Evaluating Calculus Reform Efforts at Duke University
The evaluation had two phases:
During the first years of the project, the emphasis was on formative evaluation (the cook tastes the soup, quoting Robert Stake) focussing on student and faculty reactions to the course and other problems of implementation.
During the later years, the emphasis changed to summative evaluation (the guests taste the soup) comparing outcomes of traditionally and experimentally taught students on a set of outcomes. The outcome based phase had three main components:
(1) a problem solving test given to both Project CALC (PC) and traditional students (TR) while they were enrolled Calculus II;
(2) a “retention" study of sophomores and juniors, both PC and TR; this comparison used tests of writing, attitudes, skills, conceptual understanding and problem solving ; and
(3) a follow-up study, conducted during the last year of the project, focussed on the question, “Do PC students do better in and/or take more courses that require calculus?"
Other features of the evaluation of the evaluation of Project CALC:
the "accounting model" of evaluation - insiders vs outsiders
(almost) random assignment
both qualitative and quantitative
What worked and what didn't in this study?
What have we learned from attempts at evaluating calculus reform efforts?
comparison groups - even random assignment is difficult
need to be built into the design of an intervention - not an afterthought
not well defined treatment
political and ideological issues
issues of validity and reliability of the instruments used
difficult to get statistically significant results from a single intervention - there are often many other important factors
the opposite of the Hawthorne effect
this is messy and time consuming and doesn't make you popular
need to do it early and to make the assessment a central part of the project and not an afterthought.
But it is possible to get insight into what is going on and to use results to make improvements
If you thought that was difficult, try evaluating QL
Would any two people in this room agree on what QL is? but there seems to be a growing consensus
What we can do?
locally define what it means to be quantitative literate
graduates from college x should be able to ...
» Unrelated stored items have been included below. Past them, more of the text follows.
PR #703, opened 2015-08-14
Fix syn-3d example

omarocegueda:
We recently renamed some utility functions (those that apply affine transforms) from 'warp...' to 'transform...', but did not update the tutorial appropriately. Here we use AffineMap instead of directly calling the utility function to make the code a bit cleaner.

### DIFF
--- a/dipy/align/imaffine.py
+++ b/dipy/align/imaffine.py
@@ -54,6 +54,7 @@ from .parzenhist import (ParzenJointHistogram,
                          compute_parzen_mi)
 from .imwarp import (get_direction_and_spacings, ScaleSpace)
 from .scalespace import IsotropicScaleSpace
+from warnings import warn
 
 _interp_options = ['nearest', 'linear']
 _transform_method = {}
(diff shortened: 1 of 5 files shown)


arokem:
I think that these changes break backwards compatibility with the 0.9 release. I think that we should transition more gently: put a deprecation warning for now, but keep the previous functionality, and make these names go away only on the 0.11 release. What do you think?

Garyfallidis:
It's a good procedure to keep backwards compatibility. But it may be an overkill here to worry about a single transform function introduced only in the previous release. So, my take is don't worry about backwards compatibility with this one. But definitely say in doc/api_changes.rst that this change happened.

Garyfallidis:
But also it doesn't cost much to have to remove this function in the 0.11 release. The problem with this specific function is that the name is misleading. It says warp although it is only about affine transformation. I wouldn't want people to get used to warp* terminology. So maybe the sooner we get rid of it the better it will be.

Garyfallidis:
For me this kind of like more like a BF here rather than RF. Good naming is crucial for an API.

arokem:
OK - agreed.

This does seem to be a fix, but maybe make a note in the docs, for (the
few) people who transition from 0.9 to 0.10 and have their code start
breaking...

Garyfallidis:
Sure! :)

arokem:
Hey @omarocegueda - just a gentle reminder to put a note in the docs (here: https://github.com/nipy/dipy/blob/master/doc/api_changes.rst), so that we can merge this.

omarocegueda:
Thank you Ariel! I had forgotten about this! I just added the note. Actually, this also reminds me about these other utility functions from the `imaffine` module:
`align_centers_of_mass`
`align_geometric_centers`
`align_origins`
These have not been released, we are ok. @Garyfallidis suggested to rename them to `transform_*` instead of `align_*`. These functions just return the affine that must be applied to the moving image to `align` their geometric centers, centers of mass and origins, respectively (they are not applying the transform, just returning the matrix). Do you guys agree to rename them to `transform_*`?

arokem:
I think that renaming is a good idea. Could we continue to support the `align_*` functions for the next release and raise a deprecation warning when the old name is used (could probably be done with a deprecation decorator of some sort?)? These are not really bugs, but really just mis-namings that should be corrected.

arokem:
LGTM. What do you think, @Garyfallidis ?

Garyfallidis:
Looks good. Thx!

PR #708, opened 2015-09-01
Check for bval dimensionality on read. 

### LINKED ISSUE #697: dipy.io.gradients read_bvals_bvecs does not check bvals length
Probably stumbled deep into old stuff, but here it is

~~~
from dipy.io.gradients import read_bvals_bvecs
bvals, bvecs = read_bvals_bvecs('bvecs_KS_HCP104_PmRS.txt', 'bvecs_KS_HCP104_PmRS.txt')

In [11]: np.all(bvals == bvecs)
Out[11]: True
~~~

Also, there is a typo in the docstring, 
~~~
    fbvecs : str
             path of file with b-vectorsl, or None if you don't want to read bvecs
~~~
Culprit seems to be the last lines of the function, where the check can be tricked.

~~~
    if max(bvals.shape) != max(bvecs.shape):
            raise IOError('b-values and b-vectors shapes do not correspond')
~~~

arokem:
This should fix #697. 

As with the previous one: the first two commits are fixes to the issue, and the last commit is a bit of cleanup (PEP8, etc).

### DIFF
--- a/dipy/io/gradients.py
+++ b/dipy/io/gradients.py
@@ -68,6 +68,9 @@ def read_bvals_bvecs(fbvals, fbvecs):
     if bvals is None:
         return bvals, bvecs
 
+    if len(bvals.shape) > 1:
+        raise IOError('bval file should have one row')
+
     if max(bvals.shape) != max(bvecs.shape):
             raise IOError('b-values and b-vectors shapes do not correspond')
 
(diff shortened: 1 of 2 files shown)


jchoude:
Had a quick look, seems good. I'm no Travis expert, so I'll let @arokem or someone else have a look at why Travis is complaining.

arokem:
Seems like it's (finally?) complaining about #688. Maybe we merge #707 first, and then rebase this one on top of that, just to be on the safe side.

arokem:
But it does look like all our PRs from now on are going to fail until we deal with #688. See also: https://travis-ci.org/arokem/dipy/jobs/78445866

PR #2020, opened 2020-01-02
Update get_fnames

### LINKED ISSUE #1777: Maybe `read_*` should return full paths?
Currently, a function like `read_stanford_hardi` will return an image object and a gradient table object. That makes it easy for us to use when we write examples, but as I've learned this week, it makes it hard for users when they try to adapt the examples to their own data, because file i/o is the first thing they'll need to do and it's not obvious how to go about it. 

What if we had `read_stanford_hardi` return file-names/full paths instead of returning the img and gtab and then we explicitly did the file i/o in the example? Maybe it would make using the examples easier?

skoudoro:
The goal of this PR is to provide a more explicit way to handle our I/O in the examples..

I will create a follow-up PR to update our examples today or tomorrow. Our examples will become more transparent for our users.

This PR should fix #1777.


dipy/data/__init__.py
```diff
@@ -204,7 +197,7 @@ def get_sphere(name='symmetric362'):
 
 
 def get_fnames(name='small_64D'):
-    """ provides filenames of some test datasets or other useful parametrisations
+    """Provide filenames of some datasets or other useful parametrisations.
```
arokem:
```suggestion
    """Provides full paths to example datasets.
```

skoudoro:
> The one worry I have is that this is one more place we need to remember to update when we add new fetchers...

Agree, We should minimize our maintenance work. I porpose 2 steps:

For now, I will move this function in `fetcher.py` and make sure that all `read_*` functions call `get_fnames`. 

Then, we can talk about it during the workshop and redesign the loading/fetching code (Release 1.3)

What do you think?

dipy/data/fetcher.py
```diff
@@ -593,143 +760,121 @@ def read_qtdMRI_test_retest_2subjects():
...
 
-    return nib.load(file)
+    """
+    fnames = get_fnames('scil_b0')
+    return nib.load(fnames[0])
 
 
 def read_siemens_scil_b0():
-    """ Load Siemens 1.5T b0 image form the scil b0 dataset.
+    """Load Siemens 1.5T b0 image form the scil b0 dataset.
```
arokem:
```suggestion
    """Load Siemens 1.5T b0 image from the scil b0 dataset.
```

arokem: This is just a small typo unrelated to the PR.

Garyfallidis:
Looks good. Merging.

PR #2021, opened 2020-01-03
Examples update 

skoudoro:
Follow-up of #2016 and #2020. All examples will use `get_fnames`, `load_nifti` and `save_nifti` to handle the I/O. This is more explicit for the basic user.

PR #2022, opened 2020-01-03
Update pep8speaks configuration

arokem:
Ignore the examples folder, because many of these files will not comply with PEP8. For example, see all the messages that popped up in #2021


skoudoro:
👍 , a good idea. Thanks, merging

this is hard and must be thought of as an iterative process
involve lots of faculty - in ways other than convening a meeting
well designed surveys; focused interviews
develop and pilot some instruments (both qualitative and quantitative) - including pre & post tests, attitude surveys, faculty surveys, rubrics for analyzing course content
develop baseline data
be aware of the political and cultural environment
some standards for evaluation work should be the same as in more traditional scientific research - ideology shouldn't drive conclusions (be prepared to be surprised by results, to be honest and to take the heat)
but some standards are different - try doing a double blind study in education
conduct longitudinal developmental studies like the one being conducting here at Mac
remember though that we can't do everything
QL presents a particular challenge for assessment:
Assessment items must be set in a rich context in which multiple problem solving approaches are possible, and perhaps there is not one "right" answer.
On the other hand, the assessment instruments must not take too much time to administer, must include a multitude of problems and situations, and must be designed to allow for reliable scoring.
QL assessment instruments must include problems that are not simply schema driven (i.e., students have a well-recognized routine for solving the problem), but also are not so non-routine that students cannot solve them.